Abstract digital artwork featuring smooth, overlapping curved shapes in shades of green and blue on a black background.

How Adidas uses Apache Kafka in production

Table of contents

Factor House
May 23rd, 2026
xx min read

Adidas runs Apache Kafka at the centre of two distinct platform layers: a business activity monitoring pipeline introduced around 2015, and an internal observability platform called HOLMES that scaled to 100 billion messages per day during the shift to digital commerce in 2020. The engineering decisions behind those platforms — custom GoLang Kafka tooling to avoid JVM overhead, ksqlDB user-defined functions for field-level data masking, and an AsyncAPI-driven GitOps pipeline for self-service topic provisioning — are documented in detail across the company's engineering blog and Confluent conference talks.

Company overview

Adidas is a global sportswear manufacturer and retailer operating e-commerce, retail, and supply chain systems across multiple regions. Its platform engineering team maintains the streaming infrastructure that underpins real-time business monitoring, observability, and data integration across those systems.
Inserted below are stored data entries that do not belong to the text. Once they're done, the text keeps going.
PR #1126, opened 2018-07-03
If the user enters an impossible date range, swap the dates.

### LINKED ISSUE #1125: Date range dropdown: check that start date is before end date before running search.
Not sure what's up with this one, but it's got a referrer of an item page, so it may be a URL generated by our app itself causing an error, which is more troublesome than some human or bot constructed external URL causing an error. 

## Backtrace

    line 222 of [PROJECT_ROOT]/app/controllers/catalog_controller.rb: index

[View full backtrace and more info at honeybadger.io](https://app.honeybadger.io/projects/53196/faults/38442607)

eddierubeiz:
Fixes #1125 . We're already subclassing catalog#index , so I'm just swapping the parameters before we call super.

### DIFF
--- a/app/controllers/catalog_controller.rb
+++ b/app/controllers/catalog_controller.rb
@@ -219,7 +219,20 @@ class CatalogController < ApplicationController
   end
 
   def index
+    @_params = swap_dates_if_needed(@_params)
     super
     @parent_presenter_lookup = parent_lookup_hash(@document_list)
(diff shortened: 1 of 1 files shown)


jrochkind:
consider whether a fix for this could/should be submitted as a PR for blacklight_range_limit. Might look different than the fix here.

PR #1129, opened 2018-07-09
use new-to-rails5 config.assets.quiet=true for somewhat less overwhelming dev logs

jrochkind:


jrochkind:
@eddierubeiz this is a cool tool that lets you see differences in the generated Rails apps (with just `rails new`) for different Rails versions. 

In this one, I verified that the line being added here is actually generate by default in Rails 5 and onward. 

http://railsdiff.org/4.2.10/5.0.0

PR #1130, opened 2018-07-10
wip PDF originals

### LINKED ISSUE #994: Managing works that are PDFs
Our first PDF use case is to include the [Neville rare book catalog](http://othmerlib.chemheritage.org/search~S6?/Xneville+catalog&searchscope=6&SORT=D/Xneville+catalog&searchscope=6&SORT=D&SUBKEY=neville+catalog/1%2C7%2C7%2CB/frameset&FF=Xneville+catalog&searchscope=6&SORT=D&1%2C1%2C) in the Digital Collections. Jim is hoping that the text will be indexed by Google. He would like people to be able to download the PDF and perhaps view it in their browser. We understand that it won't work with our current image viewer.

- [x] Thumbnail logic needs review/feedback possibly (or not) including from stakeholders and/or users
    * decided current first page of PDF is good enough for now, Neville catalog will have new title pages created. 

## Maybe:

- ( ) re-enable zip download for multi-item works including pdfs *(not for now, we might not have lots of multi-PDF things)*

- [x] add page count in download links for PDFs? YES

- [x] Should the fact that the original is a PDF (and it's page count) be displayed somewhere else on page? YES, add file type to metadata

- [x] Make sure PDF originals are in index XML files given to google/google images? (yes)

- ( ) Neville Catalog PDF is really large file size; spend time figuring out why and if it can be reduced? *(will handle later, doesn't need to hold up this pr)*

jrochkind:
closes #994

### DIFF
--- a/app/assets/javascripts/chf_image_viewer.js
+++ b/app/assets/javascripts/chf_image_viewer.js
@@ -566,9 +566,20 @@ jQuery(document).ready(function($) {
 
     $(document).on("click", "*[data-trigger='chf_image_viewer']", function(event) {
       event.preventDefault();
+
       var id = this.getAttribute('data-member-id');
       chf_image_viewer().show(id);
     });
+
+    // Links set up for things that are not images, we just display them in the browser, using
+    // href supplied.
+    $(document).on("click", "*[data-trigger='chf_view_original']", function(event) {
+      event.preventDefault();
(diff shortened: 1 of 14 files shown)


jrochkind:
Needs reindex of works and filesets for page counts.

PR #1, opened 2019-09-04
Avoid globally changing thread behaviour

janko:
There might be code that's relying on the default behaviour of threads,
that an exception in threads won't propagate to the main thread. So it's
safer that Ferrum changes this behaviour only for threads it creates.


route:
Thanks, looks good to me! I'll merge after fixing some failing specs on old ruby and capybara.

PR #3, opened 2019-09-05
Support MacOS, and some more regional formats

TGRGIT:
Ctrl+A does not work on MacOS, and the output of the date format is changes in different regions.

### DIFF
--- a/spec/browser/input_spec.rb
+++ b/spec/browser/input_spec.rb
@@ -175,7 +175,8 @@ module Ferrum
 
       it "sets contenteditable's content" do
         input = browser.at_css("#filled_div")
-        input.focus.type([:Ctrl, "A"], :Backspace, "new text")
+        input.evaluate('this.innerHTML = "";')
+        input.focus.type(:Backspace, "new text")
         expect(input.text).to eq("new text")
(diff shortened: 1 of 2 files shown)


route:
Thanks for fixing it on mac, I would prefer in general to do it w/o JS, so maybe better to use something like `Ferrum.mac? ? %i[Alt Left] : %i[Ctrl Left]`

TGRGIT:
Updated to remove evaluate. I can confirm the tests pass on macos, but I don't have a linux image handy to test with.

spec/browser/input_spec.rb
```diff
@@ -5,6 +5,7 @@
 module Ferrum
   describe "Browser::API::Input" do
     let!(:browser) { Browser.new(base_url: @server.base_url) }
+    let!(:select_all) { Ferrum.mac? ? %i[Alt shift Right] : %i[Ctrl A] }
```
route: That shouldn't be with exclamation mark, because we don't need it to work as before hook. Just `let`

route:
Never mind, I'll quick fix it! Thanks for your contribution!

PR #5, opened 2019-09-05
Fix a (presumable) typo around PDF printing.

nathanborgo:
The functionality saves a PDF to disk, but the comment suggests it would save a PNG.


route:
Thank you, typos)

PR #9, opened 2019-09-12
Allow to return pdf as binary

stoivo:
It is usefull when you want to store it to s3 or returning it in a request.

In reply to a request

```ruby
pdf_base64 = browser.pdf
pdf_binary = Base64.decode64(pdf_base64)
browser.quit

send_data pdf_binary, filename: "myfile.pdf", type: "application/pdf", disposition: "attachment"
```

OR

ActiveStorage S3

```ruby
pdf_base64 = browser.pdf
pdf_binary = Base64.decode64(pdf_base64)
browser.quit

invoice.pdf.attach(
  io: pdf_binary,
  filename: filename,
  content_type: "application/pdf",
)
```

### DIFF
--- a/README.md
+++ b/README.md
@@ -286,8 +286,8 @@ browser.screenshot(full: true, quality: 60) # "iVBORw0KGgoAAAANSUhEUgAABAAAAAMAC
 Saves PDF on a disk or returns it as base64.
 
 * options `Hash`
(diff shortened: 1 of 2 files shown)


stoivo:
Correct I dont want it too save to disk.

route:
I'll fix a bit your PR and it will work

route:
Fixed

stoivo:
Thanks

PR #16, opened 2019-09-25
Remove temporary directory when done

sigmike:
(imported from https://github.com/machinio/cuprite/pull/89 with a few changes)

The `user-data-dir` created [here](https://github.com/route/ferrum/blob/120dfe721b516a43db5b29a97cdff4b9e6bb0169/lib/ferrum/browser/process.rb#L122) is never removed. Ruby doesn't delete paths created with `Dir.mktmpdir` unless a block is provided[[1]](https://ruby-doc.org/stdlib-2.6.3/libdoc/tmpdir/rdoc/Dir.html#method-c-mktmpdir).

These changes remove the temporary directory either during the call to `stop` or when the process instance is garbage collected, inspired by what's done to kill the process.

Note that if it's garbage collected the directory is removed just before the Chrome process is killed.

It may be safer to have a single finalizer that does both the killing and the removing. It would be removed and defined again with new arguments when something changes (after the process is spawned for example).

### DIFF
--- a/lib/ferrum/browser/process.rb
+++ b/lib/ferrum/browser/process.rb
@@ -84,6 +84,15 @@ module Ferrum
         end
       end
 
+      def self.directory_remover(path)
+        proc do
+          begin
+            FileUtils.remove_entry(path)
+          rescue Errno::ENOENT
+          end
+        end
+      end
+
       def self.detect_browser_path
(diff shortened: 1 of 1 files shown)


route:
Thank you @sigmike! I'm fine with this solution

PR #27, opened 2019-10-17
Remove deprecated `Network.continueInterceptedRequest` calls

MSNexploder:
Switch from deprecated `Network.continueInterceptedRequest` to `Fetch.continueRequest`.
This resulted in a small API change. Auth callbacks are now separated from regular request callbacks and registration for them are now handled separately.

Additionally I added the ability for custom request fulfilment but I'm not 100% sure about the API design.

### DIFF
--- a/README.md
+++ b/README.md
@@ -370,6 +370,8 @@ browser.network.intercept
 browser.on(:request) do |request|
   if request.match?(/bla-bla/)
     request.abort
+  elsif request.match?(/lorem/)
+    request.respond(body: "Lorem ipsum")
   else
     request.continue
   end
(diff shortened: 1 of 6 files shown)


route:
Oh wow, this is great! Thank you! My main concern is that `Fetch` appeared not so long ago, what would happen if user would use outdated browser, which is usually the case for CI and linux packages?

MSNexploder:
Right now intercepting requests (including auth handling) on outdated browsers would stop working. According to [ChromeDevTools](https://github.com/ChromeDevTools/devtools-protocol/blob/master/changelog.md#2018-10-31-121551--diff-9801545fe05597) fetch was added almost exactly one year ago. Which feels like it *should* be long enough.

For example `Page.captureSnapshot` was added shortly after `Fetch` and while not as fundamental as intercepting requests I assume it's widely used.

route:
Sounds good then, let's try to switch to fetch

route:
Thank you! Didn't find any issues with cuprite integration

Issue #18, opened 2019-09-30
Full screenshots don't show page content


Odaeus:
Hi, I'm finding Ferrum to be a great lib, thank you! I have a bug to report when taking screenshots.

The `full: true` option when passed to `#screenshot` does not show the full page, instead it only renders the visible area of the page according to the viewport and then the rest is a solid background colour. I think the tests don't catch this because they only check the image dimensions.

Here's an example:
```ruby
b = Ferrum::Browser.new
b.goto "http://www.csszengarden.com/"
b.resize width: 800, height: 200
b.screenshot(path: "zg200.png", full: true)
```
<img src="https://user-images.githubusercontent.com/2150/65871977-d8d99280-e37f-11e9-87a8-34d68c02b65d.png" width=200>

```ruby
b.resize width: 800, height: 600
b.screenshot(path: "zg600.png", full: true)
```
<img src="https://user-images.githubusercontent.com/2150/65872052-00305f80-e380-11e9-8a0a-139b6afd351f.png" width=200 />

```ruby
b.resize width: 800, height: b.evaluate("document.documentElement.offsetHeight")
b.screenshot(path: "zgfull.png", full: true)
```
<img src="https://user-images.githubusercontent.com/2150/65872183-51405380-e380-11e9-94b8-825adf7c8e58.png" width=200 />

route:
Thanks for reporting, it's great that it's a public website I'll take a look.

Mifrill:
```
it "issue #18" do
	browser.goto "http://www.csszengarden.com/"
	sleep 1
	browser.resize width: 800, height: 200
	browser.screenshot(path: file, full: true)
	expect(File.exist?(file)).to be true
	expect(browser.viewport_size).to eq([800, 200])
end
```
Result in https://github.com/Mifrill/ferrum/tree/issue%2318_full-screenshots-dont-show-page-content
![screenshot](https://user-images.githubusercontent.com/23525618/67149125-e5874180-f2c0-11e9-9678-632d058da45e.png)

PR #29, opened 2019-10-19
Issue#18 full screenshots dont show page content

Mifrill:
Closes: #18 

According to [this WiKi](https://github.com/cyrus-and/chrome-remote-interface/wiki/Take-page-screenshot) we should override the metrics before try of taking a full-page screenshot and also better to revert them after the capture action to not confuse the data for the current instance of `@client`.


route:
Thanks!

Mifrill:
@route Thanks to you! This is a fantastic gem! :100:

PR #33, opened 2019-11-04
Use default user-agent when overriding special headers.

Slotos:
Accept-Language is overridden through [`setUserAgentOverride` method in Network domain](https://chromedevtools.github.io/devtools-protocol/tot/Network#method-setUserAgentOverride), which declares User-Agent to be a required parameter. As we don't always care to set User-Agent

Kafka adoption at Adidas began around 2015 with the Business Activity Monitoring 2.0 project. By mid-2018 that platform was ingesting events from 29 source systems across 74 topics at 6 million messages per day. The more significant inflection came in 2020, when Adidas's shift toward direct digital commerce drove the HOLMES observability platform to 100 billion messages per day — a roughly 16,000-fold increase in two years that required architectural decisions well beyond standard Kafka configurations.

The most recent publicly documented development, presented at Current London 2025, is a self-service Kafka platform that replaced manual central-team provisioning with a GitOps pipeline backed by a custom domain-specific language and AsyncAPI specifications, cutting provisioning time from days to seconds.

Key Kafka milestones:

  • ~2015: Business Activity Monitoring 2.0 initiated; Apache Kafka selected as the streaming backbone
  • April 2018: Adidas attends Kafka Summit London alongside Apple, Audi, IBM, BBC, and ING
  • June 2018: Iñaki Alzorriz publishes "From Monitoring to Data Streaming" on adidoescode; platform at 74 topics, 29 sources, 6 million messages per day
  • 2020: HOLMES observability platform scales to 100 billion messages per day during Adidas's digital commerce expansion
  • May 2021: Jose Manuel Cristobal presents "Navigating the Observability Storm with Kafka" at Kafka Summit Europe 2021
  • July 2021: Adil Houmadi publishes article on extending ksqlDB with custom UDFs for regional data masking
  • February 2023: Gabriel Barreras documents Kafka Connect event sourcing pitfalls and solutions on adidoescode
  • 2025: Jose Manuel Cristobal and Guillermo Lagunas present the self-service Kafka platform at Current London 2025

Adidas's Kafka use cases

Business activity monitoring

Kafka serves as the event transport layer for Adidas's Business Activity Monitoring 2.0 platform, carrying events from 29 source systems into a complex event processing engine for real-time analytics and reporting. The platform implements a fan-out pub-sub pattern for data extraction, stateful event processing, and data replication across internal teams. Iñaki Alzorriz described this architecture in a June 2018 post on the adidoescode Medium publication.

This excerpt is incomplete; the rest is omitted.